Issue #7963, opened 2019-07-17
Selected item in drop-down with virtual scrolling does not always stay into view


monim67:
**I'm submitting a ...**  (check one with "x")
```
[x] bug report
```

**Current behavior**
- Selected item in drop-down with virtual-scrolling does not stay into view while navigating
via up/down arrow keys.
- Selected item in drop-down with virtual-scrolling does not stay into view while typing in filter input-box.
- Selected item in drop-down with virtual-scrolling shows up at the top of the list when
drop-down is opened while it shows up at the bottom while not using virtual scrolling.

**Expected behavior**
- Selected item should stay into view while filtering/navigating via arrow keys.

**Stackblitz Demo**

https://stackblitz.com/edit/primeng-dropdown-issues

**Minimal reproduction of the problem with instructions**
- Go to the stackblitz link above, click on the drop-down select to open up the list items.
- Press down arrow key to scroll down the list, the selected item changes, continue to press it,
the selected item is lost at the bottom of the view (bug 1).
- Now select an item from the bottom of the list, start typing in the filter text box, even if the
selected item matches the text it does not stay into view always (bug 2).
- You can see whenever the drop-down is closed and re-opened the selected item is the first
of the list, but in case of drop-downs without virtual scrolling, the select item shows up as the
last item of the list when drop-down is opened (bug 3).

**Please tell us about your environment:**

* **Angular version:** 7 (as in stackblitz, it's same in version 8)
* **PrimeNG version:** 8.0.1
* **Browser:** all
 * **Language:** all
* **Node (for AoT issues):** `node --version` =  N/A

mertsincan:
Duplicate of #8110

mertsincan:
Hi @monim67,

Thanks a lot for the PR! I made some changes in component. Thanks again!

Best Regards,

monim67:
Close the PR if it's fixed.

PR #7964, opened 2019-07-17
drop-down fixes to keep selected item into view

monim67:
### Defect Fixes using `ListRange` from `@angular/cdk/collections`:

- Selected item out of view issue while navigating via up/down arrow keys.
- Selected item out of view issue while typing in filter input-box.

These issues are detailed in issue #7963 .


mertsincan:
Thanks a lot for the PR!

PR #7966, opened 2019-07-18
Fix #7965 BlockUI won't call block() in the blocked setter

### LINKED ISSUE #7965: BlockUI failed if nested in *ngIf/*ngFor
```
```

**Plunkr Case (Bug Reports)**
https://stackblitz.com/edit/github-kegvvs?embed=1&file=src/app/app.component.html

**Current behavior**
If `<p-blockUI>` is nested in `*ngIf` or `*ngFor`, it won't be appended to the `target` or `body`(default) and set auto-Zindex. It because of the `ViewChild` static is false, the `#mask` query will be resolved after change-detection runs and couldn't be queried in `blocked` setter in the first time.

**Expected behavior**
It should be appended to the `target` and set auto-Zindex if needs.

As the stackblitz case.

* **Angular version:** 5.X
8.0.0~8.1.2

* **PrimeNG version:** 5.X
8.0.1

passerbyid:
Mark the `static` value as true to resolve query before change detection runs, then the `block()` will be called in `blocked` setter correctly.

### DIFF
--- a/src/app/components/blockui/blockui.ts
+++ b/src/app/components/blockui/blockui.ts
@@ -18,7 +18,7 @@ export class BlockUI implements AfterViewInit,OnDestroy {
     
     @Input() baseZIndex: number = 0;
     
-    @ViewChild('mask', { static: false }) mask: ElementRef;
+    @ViewChild('mask', { static: true }) mask: ElementRef;
     
     _blocked: boolean;
         


yigitfindikli:
Seems to be fixed https://github.com/primefaces/primeng/blob/master/src/app/components/blockui/blockui.ts

Jin-K:
It seems that static was reset to false by mistake:
https://github.com/primefaces/primeng/commit/9908406e1e8078ccc433d152c0dae25c627be43e#diff-9057fb19f09e62ec40d3c010792b67eef99788808dd3fc696142c46181670312

Could you reopen the bug ?

passerbyid:
Cannot reopen #7965 by me, maybe @yigitfindikli can help to reopen?

Issue #7971, opened 2019-07-19
Table filter using functions doesn't work


Muji86:
**I'm submitting a ...** 
```
[*] bug report => Search github for a similar issue or PR before submitting
[ ] feature request => Please check if request is not on the roadmap already https://github.com/primefaces/primeng/wiki/Roadmap
[ ] support request => Please do not submit support request here, instead see http://forum.primefaces.org/viewforum.php?f=35
```

**Plunkr Case (Bug Reports)**
Please demonstrate your case at stackblitz by using the issue template below. Issues without a test case have much less possibility to be reviewd in detail and assisted.

https://stackblitz.com/edit/angular-c2mx4n

**Current behavior**
When filtering columns which uses a function to work out the cell values all rows are filtered out.

**Expected behavior**
We should be able to filter on columns which use functions for cell values as well as ones which use attributes

I could see in the code that we can filter on row attribute and it also works for nested objects where we can provide the column objects path.
For example we can set the column field value to be "attribute1.attribute2" and it would correctly display and filter rows where a row in this example is like:
```
{
attribute1: 
   {
      attribute2: 'value'
    }
}
```
However sometimes a more complex data structure might be used (with arrays in my case) where the filtering no longer supports it.
However I could see in the ObjectUtils.resolveFieldData function that we're trying to resolve the field in case it's a function. If identified as function then this issue wouldn't exist.

The problem is the field param passed to the resolveFieldData function is always a string even if it's originating from a function upstream in the call stack because of the way the logic constructs and applies the filter. For this reason I think it's intended to work with function column fields (if I may call it that)

**Minimal reproduction of the problem with instructions**
The stackblitz link has a minimal and easy to understand demo. I could provide a more complex and better use case but I don't believe it's needed here.
https://stackblitz.com/edit/angular-c2mx4n

**What is the motivation / use case for changing the behavior?**
This is extending/enabling the behavior rather than changing it.
The reason I have is using complex json objects which I want to keep that way when displaying to utilize the binding which Angular provides to keep the data current and not having to flatten the object the then reconstruct it on every change.

**Please tell us about your environment:**
No relevant in this case 

* **Angular version:** 5.X
8.0.1

* **PrimeNG version:** 8.0.0

* **Browser:** [all | Chrome XX | Firefox XX | IE XX | Safari XX | Mobile Chrome XX | Android X.X Web Browser | iOS XX Safari | iOS XX UIWebView | iOS XX WKWebView ]

 
[...]

PR #7972, opened 2019-07-19
#7971 Table filter using functions doesn't work

Muji86:
###Defect Fixes

###Feature Requests


cagataycivici:
We'll consider if there is more demand, thank you.

Issue #7187, opened 2019-01-30
Multiselect doesn't disable options if selectionLimit reached by default value


FrEaKmAn:
**I'm submitting a ...**  (check one with "x")
```
[x] bug report => Search github for a similar issue or PR before submitting
[ ] feature request => Please check if request is not on the roadmap already https://github.com/primefaces/primeng/wiki/Roadmap
[ ] support request => Please do not submit support request here, instead see http://forum.primefaces.org/viewforum.php?f=35
```

**Plunkr Case (Bug Reports)**
Please demonstrate your case at stackblitz by using the issue template below. Issues without a test case have much less possibility to be reviewd in detail and assisted.

https://stackblitz.com/edit/ngprime-multiselect-qvvtfu?file=src/app/app.component.ts

**Current behavior**

I have 2 values already passed as default value with selectionLimit to 2. Once I open dropdown, other options are still enabled. Once I click on one of them, it closes the dropdown, disables options and doesn't select any value.

**Expected behavior**

I would expect that when I open dropdown, options should already be disabled.

**Minimal reproduction of the problem with instructions**

Follow stackblitz test link and open dropdown. You will see other options as selectable.

* **Angular version:** 7.X

* **PrimeNG version:** 7.X

* **Browser:** all

 
* **Language:** all

* **Node (for AoT issues):** `node --version` =

PR #7976, opened 2019-07-22
Multiselect fix: disable options if selectionLimit reached by default value

monim67:
### Defect Fixes
- #7187

#### Why use `ngDoCheck`?
I could set the value of `maxSelectionLimitReached` in `writeValue` method. But using `ChangeDetection`
ensures the check-boxes are updated even if `selectionLimit` or `options` are updated later. I could not
use `ngAfterViewChecked` for that as the value of `maxSelectionLimitReached` is used in the template.

#### Why remove some code?
As the value of `maxSelectionLimitReached` is set though `ChangeDetection`, we don't need to set it
on checkbox click event anymore.


cagataycivici:
doCheck will cause performance issues, should better to it at writeValue.

monim67:
@cagataycivici the checking can be moved to `ngOnChanges`, is there any performance issues? My motive here is to keep the `selectionLimit` working even if I set/update `selectionLimit` or the options dynamically after the multi-select is initialized.

PR #7991, opened 2019-07-25
Fix #7868 - Galleria not updating as expected; also add ability to move right to left

### LINKED ISSUE #7868: Galleria not updating as expected
**I'm submitting a bug report**

Stackblitz:  https://stackblitz.com/edit/angular-cqgi9z

**Current behavior**
Galleria controls aren't updated correctly after images array is modified.

**Expected behavior**
Galleria UI should update when images array are changed.

**Minimal reproduction of the problem with instructions (https://stackblitz.com/edit/angular-cqgi9z)**
1. Navigate through the galleria with three images (works nice)
2. Press the button (will update the images array to one image only)
3. Navigate through the galleria images again (the image is updated, but the controls aren't updated, the arrow thinks that we have four items, one for the new array and three of the older array)

**Angular version:** 7.X
**PrimeNG version:** 7.X
**Browser:** Chrome, Chromium and Firefox Developer Edition (not tested in others)
**Language:** Typescript
**Node Version:** 10

The not so good solution:), setting timeout on ngAfterViewChanged (galleria.js) (probably there is a better solution and that's why I'm opening this issue):
```
Galleria.prototype.ngAfterViewChecked = function () {
        if (this.imagesChanged) {
            this.stopSlideshow();
           // added setTimeout
            setTimeout(() => {
                this.render();
                this.imagesChanged = false;
            }, 0);
            // this.render();
            // this.imagesChanged = false;
        }
    };
```

feardarkness:
It fixes issue #7868.
Also added the ability to move from the first panel to the last one (from right to left).

### DIFF
--- a/src/app/components/galleria/galleria.spec.ts
+++ b/src/app/components/galleria/galleria.spec.ts
@@ -89,4 +89,17 @@ describe('Galleria', () => {
 
         expect(x).toEqual(1);
     });
+
+    it('should move from right to left', () => {
+        fixture.detectChanges();
+
+        const leftButton = fixture.debugElement.query(By.css('.pi-chevron-left'));
+        const clickNavLeftSpy = spyOn(galleria, "clickNavLeft").and.callThrough();
+        leftButton.nativeElement.click();
+        fixture.detectChanges();
+
+        expect(clickNavLeftSpy).toHaveBeenCalled();
+        expect(galleria.activeIndex).toEqual(galleria.images.length - 1);
+
+    });
 });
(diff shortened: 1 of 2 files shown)


runderworld:
@feardarkness if you rename this issue ticket to something descriptive like `Fix #7868 - Galleria not updating as expected; also add ability to move right to left`  you might have more luck getting it merged.

yigitfindikli:
Hi @feardarkness,
Thanks for the pr but ability to move right to left cause some problems (etc: filmstrip wrapper not updating to the right direction). Updating issue will be added manually.
Best Regards.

++++++++++++++++++++

## Your instructions
Scan the listing above and identify each line holding the string "navigating"; copy every such line.

## Response to the exercise
- Selected item in drop-down with virtual-scrolling does not stay into view while navigating
- Selected item should stay into view while filtering/navigating via arrow keys.
- Selected item out of view issue while navigating via up/down arrow keys.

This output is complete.